Argued October 16, 1985 Decided December 4, 1985
- Full case name: United States v. Riverside Bayview Homes Inc.
- Docket no.: 84-701
- Citations: 474 U.S. 121 (more) 106 S. Ct. 455; 88 L. Ed. 2d 419; 1985 U.S. LEXIS 145

Case history
- Prior: 729 F.2d 391 (6th Cir. 1984); cert. granted, 469 U.S. 1206 (1985).

Holding
- The District Court's findings are not clearly erroneous, and plainly bring respondent's property within the category of wetlands, as the language, policies, and history of the Clean Water Act compel a finding that the Corps has acted reasonably in interpreting the Act to require permits for the discharge of material into wetlands adjacent to other "waters of the United States."

Court membership
- Chief Justice Warren E. Burger Associate Justices William J. Brennan Jr. · Byron White Thurgood Marshall · Harry Blackmun Lewis F. Powell Jr. · William Rehnquist John P. Stevens · Sandra Day O'Connor

Case opinion
- Majority: White, joined by unanimous

Laws applied
- Clean Water Act

= United States v. Riverside Bayview =

United States v. Riverside Bayview, 474 U.S. 121 (1985), was a United States Supreme Court case challenging the scope of federal regulatory powers over waterways as pertaining to the definition of "waters of the United States" as written in the Clean Water Act of 1972. The Court ruled unanimously that the government does have the power to control intrastate wetlands as waters of the United States. This ruling was effectively revised in Rapanos v. United States (2006), in which the Court adopted a very narrow interpretation of "navigable waters."

==Prior history==
The case involves developer Riverside Bayview Homes Inc., which began placing fill materials on its property near the shores of Lake St. Clair, Michigan. The Army Corps of Engineers (Corps) filed suit in Federal District Court to prevent Riverside Bayview from filling its property without dredge and fill exception from the Corps as required under Clean Water Act §404.

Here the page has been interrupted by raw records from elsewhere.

PR #4339, opened 2024-02-26
fix: Import notes' images from revoked sharings 

taratatach:
The `io.cozy.notes.images` documents associated with a Cozy Note are
  not shared with the note itself.
  Therefore, when the sharing is revoked and the note opened by the
  sharing recipient on their own Cozy (i.e. shared notes are opened on
  their creator's Cozy while the sharing is active), included images are
  shown as missing because we can't find their associated
  `io.cozy.notes.images` documents.

  However, the image binaries themselves are stored wihtin the note's
  binary (which is an archive in this case) and thus can be imported on
  the recipient's Cozy as `io.cozy.notes.images` documents and the note
  content can be updated to reference these documents.
  After that, the images will be displayed as expected when opening the
  note.

### DIFF
--- a/model/note/import.go
+++ b/model/note/import.go
@@ -4,6 +4,7 @@ import (
 	"archive/tar"
 	"bytes"
 	"errors"
+	"fmt"
 	"io"
 	"path"
 	"strconv"
@@ -43,7 +44,7 @@ func ImportFile(inst *instance.Instance, newdoc, olddoc *vfs.FileDoc, body io.Re
 	}
 
 	reader := io.TeeReader(body, file)
-	content, err := importReader(inst, newdoc, reader, schema)
+	content, _, err := importReader(inst, newdoc, reader, schema)
 
 	if content != nil {
 		fillMetadata(newdoc, olddoc, schemaSpecs, content)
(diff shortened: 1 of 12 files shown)


model/note/import.go
```diff
@@ -67,60 +69,128 @@ func ImportFile(inst *instance.Instance, newdoc, olddoc *vfs.FileDoc, body io.Re
...
+	}
+
+	content, images, err := importReader(inst, olddoc, file, schema)
+	if err := file.Close(); err != nil {
+		return fmt.Errorf("error while closing note file: %w", err)
+	}
+	if err != nil {
+		return fmt.Errorf("failed to read note content with images: %w", err)
+	}
+	if content == nil || len(images) == 0 {
```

The Eastern Michigan District Court held that the property was freshwater wetlands under the Corps's regulatory definition, which reads, "those areas that are inundated or saturated by surface or ground water at a frequency and duration sufficient to support, and that under normal circumstances do support, a prevalence of vegetation typically adapted for life in saturated soil conditions", and as such is subject to the Corps's permit authority because the lands were characterized by those conditions, and the property was adjacent to a body of navigable water. The Court of Appeals reversed, arguing that the Corps overstepped the definition of "waters of the United States", and took the view that the Corps's authority under the Clean Water Act and its implementing regulations must be narrowly construed to avoid a taking without just compensation in violation of the Fifth Amendment, and therefore Riverside Bayview was free to fill its property without obtaining a permit.

==Decision==
Writing the opinion for a unanimous Court, Justice Byron White ruled that neither the imposition of the permit requirement itself nor the denial of a permit would constitute taking, and that other legislation such as the Tucker Act exist to provide compensation for takings that may result. The Court ruled that the District Court did not err in its finding that the property falls within the Corps's regulatory definition of wetlands. White added that the Clean Water Act's language, policies, and history compel a holding that the Corps acted reasonably in its interpretation of its authorities over discharge material in wetlands.